1. At the bar. You go up to her, and when she makes eye contact, you say, “Are you dying to buy me a drink, sailor?” Again, just like Bogie.
2. With her friends. Pick the ugliest, fattest one and beg her to dance. After you’re through and you go back and sit down at her table, say “I would be delighted if you’d introduce me to your friends.”
3. On the outside of the dance floor. This means she wants to dance. Or that her boyfriend, who’s twice as tall as you, is in the men’s room and she’s waiting for him. Step up to her and say, “Excuse me -- may I have this dance?” Then smile and show her your pearly whites. What have you got to lose, right?
4. Waiting to use the restroom. Forget it. She’ll think you’re a pervert. Why? It’s all the rage nowadays to take pictures with your cell phone.
5. In a bank, she’ll think you’re trying to rob her, so forget that one, too. In a store. Ask her where the white chocolate macadamia cookies are. Talk about another product. Tell her it’s your first time in the store and that you’re lost. At a restaurant, try to grab a table near her if you can. If she’s watching the dance floor, dance with some other girls where she can see you. You have to keep an eye on her peripherally, and then make your move. The best time to go up to her in a restaurant is when she’s on her way back from the ladies room.

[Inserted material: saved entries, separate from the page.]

Issue #5224, opened 2025-12-08
Make Nanobot UI OAuth work with Obot


thedadams:

thedadams:
This is no longer relevant based on the way we have incorporated Nanobot chat.

PR #5357, opened 2025-12-19
chore: adjust nanobot configuration for new auth settings

thedadams:
This change removes the passing of the JWKS blob in favor of passing the JWKS URL.

This change adds a userinfo endpoint for retrieving user information from JWTs.

This change also updates the nanobot configuration after the OAuth integration there was updated.

Issue: https://github.com/obot-platform/obot/issues/5224


apiclient/types/mcpwebhookvalidation.go
```diff
@@ -92,7 +92,7 @@ func (f *MCPSelector) Matches(method, identifier string) bool {
 }
 
 func (f MCPSelector) Strings() []string {
-	s := "message:"
+	var s string
 	if f.Method != "" && f.Method != "*" {
 		s += f.Method
```
g-linville: mini nit


```suggestion
		s = f.Method
```

pkg/api/handlers/mcpgateway/oauth/userinfo.go
```diff
@@ -0,0 +1,84 @@
...
+	UpdatedAt         int64  `json:"updated_at,omitempty"`
+
+	// Email scope claims
+	Email         string `json:"email,omitempty"`
+	EmailVerified *bool  `json:"email_verified,omitempty"`
+}
+
+func (h *handler) userInfo(req api.Context) error {
+	scope := gtypes.FirstSet(req.User.GetExtra()["oauthScope"]...)
+	if !strings.Contains(scope, " profile ") {
```
g-linville: The `" profile "` with the spaces seems off to me. Is it guaranteed to be somewhere in the middle of the space-separated list? Would it be better to do a `strings.Split` and then a `slices.Contains`?

pkg/api/handlers/mcpgateway/oauth/userinfo.go
```diff
@@ -0,0 +1,84 @@
...
+			"invalid_scope", "Insufficient scope")
+	}
+
+	userID := req.User.GetUID()
+	user, err := req.GatewayClient.UserByID(req.Context(), userID)
+	if err != nil {
+		log.Debugf("User lookup failed for ID %s: %v", userID, err)
+		// Don't reveal whether user exists - return generic error
+		return h.writeUserInfoError(req, http.StatusUnauthorized,
+			"invalid_token", "Invalid token")
```
g-linville: By the time we reach this error, wouldn't we have already authenticated the user? And since we are just looking up the logged in user, I think it would be okay to return a 500 here.

apiclient/types/mcpwebhookvalidation.go
thedadams: Fixed.

pkg/api/handlers/mcpgateway/oauth/userinfo.go
thedadams: Fixed.

pkg/api/handlers/mcpgateway/oauth/userinfo.go
thedadams: This endpoint is intended to be used with the JWT tokens issued for MCP servers. It is possible to get to this point and the user not exist in the database. I think this should be a 403, so I changed it to that.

When you’re making any of these silly pitches, Carney, what you’re really doing is trying to break the ice. You’re saying, “I want to play. Please tell me you want to play too! Give me your home phone number.” If she’s interested, it’ll work.

Now, to follow it up. When you open your mouth, the girl knows you’re conning her. When you talk to her about the avocados in the grocery section, she knows there’s a good chance you’re hustling her. And if she’s attractive, she’s going to get hustled all the time. But if she sees something in you, and she’s available, you’ve got a shot, though it’s a slim one.

If, on the other hand, after two or three of your funny lines her eyes glaze over and she yawns – in other words, if she doesn’t help you out with positive encouragement either verbally or with her body language – say “Nice meeting you” and walk away. “Next!”

But Carney, you should be aiming at higher-percentage activities to meet girls. Like giving speeches where there are females in the audience. Take what you’re best at and emphasize your success. Try a church, for instance, where there are maybe 500 people listening and maybe 10 good-looking babes who will take a shine to you. There are definitely better ways to find them than the cold call.

Remember, guys: they help you when they like you.